- Material for this task
━━━━━━━━━━━━━━━━━━━━━━━━━━━━━━

PR #1259, opened 2026-08-05
(new core) Key maintained delivery by output occurrence identity, and cut wire v4

aeplay:
Maintained delivery identified rows by `(table, row_uuid)`. `INV-QUERY-23` requires additions, removals **and replacements** addressed by ordered contributing source-row ids — and with a flat join one root row can produce N output occurrences, so a root-keyed retraction cannot say which occurrence to remove.

This re-keys delivery onto `OutputOccurrenceId` (the type #1250 introduced) and **cuts wire protocol v4**. It is the prerequisite for flat joins; it does not implement them.

## Delivery re-keying

- Real-row maintained members carry `OutputOccurrenceId`. Legacy persisted members normalize to the equivalent single-source root identity, so existing stores keep reading correctly.
- Maintained terminal schemas expose ordered occurrence source fields — currently just the root — and decoding preserves their order. Occurrence identity is an *ordered* tuple, not a set.
- Server peer consolidation, subscriber settled-member indexes, replacements, reset/rehydrate state and duplicate-version diagnostics all key by occurrence rather than `(table, row_uuid)`.

For a non-joined shape the occurrence identity *is* the root row, so plain single-table output behaves exactly as before, with existing `output_occurrence_id` coverage passing unchanged.

#1250's loud-failure guard stays: a joined maintained subscription still fails rather than delivering wrong identity. Removing it belongs to the flat-join PR, once there is something correct to deliver.

## Wire protocol v4

`RealRowMemberEntry` gains `occurrence_id`. The codec is **postcard**, which is non-self-describing — struct fields are positional, with no names and no field count — so `#[serde(default)]` does nothing on decode and any field addition is a breaking change regardless of position. That annotation has been **removed** rather than left to mislead the next reader.

Both constants move together, 3 → 4: `crates/jazz/src/wire.rs` and `packages/jazz-tools/src/runtime/native-runtime/websocket.ts`. `dev/gates/ts-wire-codec.sh` compares them directly.

**Fixture audit.** All 17 frames in `wire_message_frames.json` changed, but only because the envelope protocol byte moved 3 → 4. Exactly two *payloads* changed — `view_update_reset_with_row_add` and `view_update_chunk_final_with_row_add` — each gaining the encoded `occurrence_id`. The other 15 payloads are byte-identical, confirming no unintended encoding movement rode along with the regeneration.

No stale `3` remains in Rust, TypeScript, WASM, N-API or fixtures. The one `max_protocol_version: 3` left is a deliberate negotiation unit-test input, not a current-version assumption.

**Deliberate, per Anselm:** cut now and let the stacked structured-results work reuse v4 rather than cutting its own. Two breaks would be waste; no external users encounter this during development. `E_structured_results_implementation_plan.md` is amended so its PR 4 **extends** v4 and explicitly must not bump to v5.

## Gates

`cargo test -p jazz --test wire_fixtures` 0 · `cargo test -p jazz` 0 · `cargo test -p groove` 0 · `cargo check -p jazz-sim --benches` 0 · `cargo check --workspace --all-targets` 0 · `cargo fmt --check` 0 · `INV-INC-1` incremental-delivery canary 0.

Two red gates are **pre-existing on the integration base**, both verified there directly rather than against this branch:

- `cargo test -p jazz --no-default-features --features test` → 101, the three known `catalogue_sync_integration` failures, which are gated on flat-join and array-relation support at `client.rs:1966` — the work this PR unblocks.
- `dev/gates/ts-wire-codec.sh` → 1, on `encodes the policy graph perf fixture byte-stably`. Its Rust/TS version comparison passes. This fails identically on `d4ebc2a74`, so it is not from this change — but it does mean the base carries a second red canonical gate.


aeplay:
🤖 Follow-up from building flat joins on top of this: the re-keying is **incomplete on one path**, and it only shows up once joins actually produce multi-source occurrences.

Observed with a flat-join implementation stacked on `b1e3c4c06`:

- the initial joined subscription correctly emits a **composite** `OutputOccurrenceId`;
- after a fan-out change, the maintained bridge **re-materializes a root row and emits a single-source id**, retracting the composite occurrence it had just emitted.

The likely cause is this PR's "legacy persisted members normalize to the equivalent single-source root identity" rule. That is right for a genuinely single-source member, but it appears to also apply on a live re-materialization path where the composite identity is derivable and must be preserved. Reading back a pre-occurrence legacy member and re-materializing a member whose composite identity is known are different cases and should not share a path that collapses to the root.

This does **not** invalidate the PR as it stands: joined maintained subscriptions are still refused by the guard this PR deliberately keeps, so no wrong identity can reach a subscriber today, and plain single-table delivery is unaffected — the existing coverage passes unchanged.

Being fixed in a follow-up lane, continuing from `wip/flat-join-output` (`8f6e0836d`), which carries the flat-join AST, lowering, and a test that fails on exactly this.

One correction to the gate report in this PR's description: it claimed `cargo test -p jazz --no-default-features --features test` exited 0. It exits **101** — the three known pre-existing `catalogue_sync_integration` failures. I re-ran it, along with the `INV-INC-1` canary, and the substance is fine; only the reported number was wrong.

aeplay:
🤖 Correction to my earlier comment, and a fuller picture.

**I was wrong about the cause.** I attributed the lost composite occurrence to this PR's "legacy persisted members normalize to the equivalent single-source root identity" rule. That rule is fine — legacy normalization is correctly isolated at `crates/jazz/src/protocol.rs:1664` and is not implicated. Sorry for the misdirection.

Building flat joins on top of this has instead found **three distinct defects**, uncovered one layer at a time:

1. **Reset materialization** discarded the tuple by materializing only the root — `crates/jazz/src/node/query_eval.rs:5108`.
2. **Removal** re-collapsed to the root instead of emitting the already-computed composite id — `crates/jazz/src/db.rs:8258`.
3. **Maintained fan-in does not deliver at all.** After an initial flat result, inserting a matching joined contributor produces **no maintained subscription delta**, even though one-shot evaluation sees the row. That is a lowered-maintenance gap rather than an identity collapse, and it is the deepest of the three.

(1) and (2) are fixed on `wip/flat-join-output` (`0fa1d1014`); (3) is not.

**None of this blocks reviewing this PR as it stands.** All three only manifest once joins produce multi-source occurrences, and joined maintained subscriptions are still refused by the guard this PR deliberately keeps — so no wrong identity can reach a subscriber today, and plain single-table delivery is unaffected with existing coverage passing unchanged.

Also worth recording from that work: the scaffolding test that chased this was itself malformed — it joined on identity (`root.id = joined.id`), which can only self-join, so the fan-out it asserted was unreachable. It now joins on a shared bucket field with a root filter and covers add, remove, replacement and rehydrate. Anyone picking this up should start from that test.

Registry note for whoever merges: Jazz's `INV-QUERY-23` lives on `spec/flat-join-output-identity` (#1246) and must be added there — **Groove has an independently numbered `INV-QUERY-23`**, a different id space. Do not let the two merge into one row.

aeplay:
🤖 **Correction, and this one blocks merge: this PR changes the wire message format, and I missed it when I said I had verified the gates.**

`crates/jazz/tests/wire_fixtures.rs::wire_message_frame_fixtures_are_current`:

- integration base `d4ebc2a74` → **passes** (2 passed)
- this branch `b1e3c4c06` → **fails**

So carrying `OutputOccurrenceId` on maintained members alters the encoded wire frames. My earlier "gates verified" comment was wrong: I ran `--no-default-features --features test` and read its summary, and this target did not surface in what I checked. Apologies — it is exactly the failure this repo has been bitten by before, when a serialized shape moved and arrived looking like a fixture chore.

**Please do not regenerate the fixtures to clear it.** The questions that need answering first:

- What exactly moved in the encoding — a new field, a reordered one, or a shifted enum discriminant? A shifted discriminant is a silent break for every peer, not just a stale fixture.
- Can occurrence identity ride at the **end** of the record, or behind an optional trailing field, so existing bytes still decode?
- If the layout genuinely must change, this is a protocol version decision and a migration question for ch. 8, not something to absorb into a delivery PR.

The single-source normalization means old members still *read* correctly, so the compatibility story may already be most of the way there — but the encoded frame changing at all needs a deliberate answer.

Everything else I reported stands: the delivery re-keying is sound, plain single-table output is unaffected, and joined maintained subscriptions remain refused by the guard this PR keeps. The follow-up work on `wip/flat-join-output` (`1c4e6444d`) fixes three further regressions it introduced downstream — an array-subquery projection and two policy-fixture byte-stability guards — **without touching any fixture bytes**, which is the right instinct and worth carrying back here.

━━━━━━━━━━━━━━━━━━━━━━━━━━━━━━

- What you have to do
From the data above, show each line that contains "base".

- Answer for the task
Two red gates are **pre-existing on the integration base**, both verified there directly rather than against this branch:
- `dev/gates/ts-wire-codec.sh` → 1, on `encodes the policy graph perf fixture byte-stably`. Its Rust/TS version comparison passes. This fails identically on `d4ebc2a74`, so it is not from this change — but it does mean the base carries a second red canonical gate.
- integration base `d4ebc2a74` → **passes** (2 passed)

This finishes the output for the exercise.